- Theatrical release poster
- Directed by: Miguel Valladares Vives
- Written by: Bruno Ascenzo Mariana Silva Ítalo Cordano
- Produced by: Thiago Vernal
- Starring: Brando Gallesi Thiago Vernal Arianna Fernández Ray del Castillo María Gracia Mora Alexia Barnechea Vasco Rodríguez Monserrat Brugué Job Mansilla Quique Niza Juan Ramos
- Cinematography: Matías Lasarte
- Edited by: César Custodio Gabriel Gardeazabal
- Production company: Tondero Producciones
- Release date: June 26, 2025;
- Running time: 110 minutes
- Country: Peru
- Language: Spanish

= Locos de amor: mi primer amor =

Locos de amor: mi primer amor (lit. 'Crazy in love: my first love') is a 2025 Peruvian jukebox musical romantic comedy film directed by Miguel Valladares Vives (in his directorial debut) and written by Bruno Ascenzo, Mariana Silva and Ítalo Cordano. It is the fourth installment of the film series Locos de amor. It stars an ensemble cast made up of Brando Gallesi, Thiago Vernal, Arianna Fernández, Ray del Castillo, María Gracia Mora, Alexia Barnechea, Vasco Rodríguez, Monserrat Brugué, Job Mansilla, Quique Niza and Juan Ramos.

== Synopsis ==
During their senior year of school, a group of six teenage friends travel to Uruguay for their senior year, their last chance to be together before each goes their separate ways. There, they experience first love and heartbreak.

== Cast ==

- Brando Gallesi as Eduardo
- Thiago Vernal as Lucho
- Arianna Fernández as Milagritos
- Ray del Castillo as Miky
- María Gracia Mora as Veronika
- Alexia Barnechea as Evelyn
- Vasco Rodríguez as Tadeo
- Monserrat Brugué as Miss Pacca
- Job Mansilla as Professor Tito
- Quique Niza as Xavi
- Juan Ramos as Kike
- Joaquin Camelo as Vasco
- Franco Piffaretti as Seba

== Production ==
Principal photography lasted five weeks, beginning on September 3, 2024, in Punta del Este, Uruguay.

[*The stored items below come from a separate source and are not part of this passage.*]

PR #2146, opened 2021-07-26
Split up GA test runs across multiple builds using matrix

### LINKED ISSUE #2143: Split up test suite across multiple GA builds for parallelization
Split up front-end tests across at least two GA builds

acrellin:
This PR reduces the time for GA builds to complete by two thirds (from ~60 minutes to ~20 minutes) by breaking up tests runs into multiple GA workflows run in parallel.

Closes #2143


.github/workflows/test_frontend_part1.yaml
```diff
@@ -0,0 +1,162 @@
...
+          python-version: "3.8"
+
+      - uses: actions/cache@v2
+        with:
+          path: |
+            ~/.cache
+            ~/.local
+            ~/.npm
+            cache
+          key: ${{ runner.os }}-${{ hashFiles('**/lockfiles') }}
```
stefanv, line 43: It may be worth figuring out the correct caching key; I'm not sure our `key` is correct, and I imagine it costs us not to utilize the cache properly.

.github/workflows/test_frontend_part2.yaml
```diff
@@ -0,0 +1,162 @@
+name: Test Skyportal Front-end Part 2
```
stefanv, line 1: Instead of duplicating the file, it should be easier to define a [matrix](https://docs.github.com/en/actions/reference/workflow-syntax-for-github-actions#jobsjob_idstrategymatrix).

.github/workflows/test_models_part2.yaml
```diff
@@ -0,0 +1,156 @@
+name: Test Skyportal Model Logic - pt 2
```
stefanv, line 1: The model logic runs in <20 mins, so probably easiest to keep these together for now.

acrellin: It was actually like 40 minutes on the last build I checked.

.github/workflows/test_frontend_part1.yaml
acrellin: I'd prefer to leave that for another PR, as it's unrelated to this one.

.github/workflows/test_frontend_part2.yaml
acrellin: I'll look into that!

.github/workflows/test_models_part2.yaml
acrellin: e.g. https://github.com/skyportal/skyportal/runs/3167096342

stefanv: I missed the container initialization; 15 minutes?! That's nuts.

stefanv: Playing around with some options in https://github.com/skyportal/skyportal/pull/2148

stefanv: Down to 15s :man_shrugging:

stefanv: The run above might have been a fluke; looks like that step doesn't usually take that long.

.github/workflows/test_api_and_frontend.yaml
```diff
@@ -6,6 +6,10 @@ on:
       - master
   pull_request:
 
+strategy:
+  matrix:
+    test_subset: ["api_and_utils", "frontend_pt1", "frontend_pt2"]
```
stefanv, line 11: Should these have quotes?

.github/workflows/test_api_and_frontend.yaml
```diff
@@ -6,6 +6,10 @@ on:
       - master
   pull_request:
 
+strategy:
```
stefanv, line 9: I think where you had it before was correct.

.github/workflows/test_api_and_frontend.yaml
acrellin: I'll try removing the quotes

.github/workflows/test_api_and_frontend.yaml
acrellin: Moved back to where it was

acrellin:
@stefanv hmm, still no dice

stefanv (approved):

acrellin:
Sole failure in `api_and_utils` build is unrelated: 
```
====== 1 failed, 318 passed, 1 xpassed, 219 warnings in 703.58s (0:11:43) ======
```

@kmshin1397 Ready for review/merge when you have a moment.

stefanv:
Beautiful!  24, 21, and 17 mins for frontend pt 1, pt 2, and API tests!

kmshin1397 (approved):
Looks good @acrellin! Out of curiosity, did you decide to split it like this since the sources and followup tests are the ones with external dependencies?

acrellin:
> Looks good @acrellin! Out of curiosity, did you decide to split it like this since the sources and followup tests are the ones with external dependencies?

I wasn't aware that they had external dependencies :) 
It was pretty arbitrary; I just started with all tests for the source page (followup request form is also there), and just tried to balance the split somewhat evenly while keeping somewhat of a logical grouping

kmshin1397:
> > Looks good @acrellin! Out of curiosity, did you decide to split it like this since the sources and followup tests are the ones with external dependencies?
> 
> I wasn't aware that they had external dependencies :) What do you mean by that?
> It was pretty arbitrary; I just started with all tests for the source page (followup request form is also there), and just tried to balance the split somewhat evenly while keeping somewhat of a logical grouping

Ah okay that makes sense. I meant that I think those files are the ones that include tests depending on external APIs, like the instrument APIs for followup and the source offsets (I think those are in the test_sources not sure). So I think this split also happens to put the tests which can be flaky due to outside stuff together as well :)

acrellin:
Ah, okay, yeah that makes sense. Entirely by accident, but I guess that works!  :)

PR #2148, opened 2021-07-27
Try using tmpfs to speed up postgres

stefanv:


acrellin:
@stefanv I rebased this branch and re-pushed to trigger new GA builds to be able to compare build times with recent PRs/master commits

acrellin:
~23 minutes for the longest run; similar to before, but couldn't hurt to merge this I suppose. Think we should go forward with it @stefanv ?

stefanv:
I'm going to close for now, since it doesn't have the impact I had hoped.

Filming was also done on location in Montevideo and Peru.

== Release ==
The film was premiered on June 26, 2025, in Peruvian theaters.

== Box office ==
The film received mixed to negative reviews and sold fewer than 20,000 tickets in its first week in theaters. It ended its run in theaters with 34,000 viewers, becoming the lowest-grossing film in the series.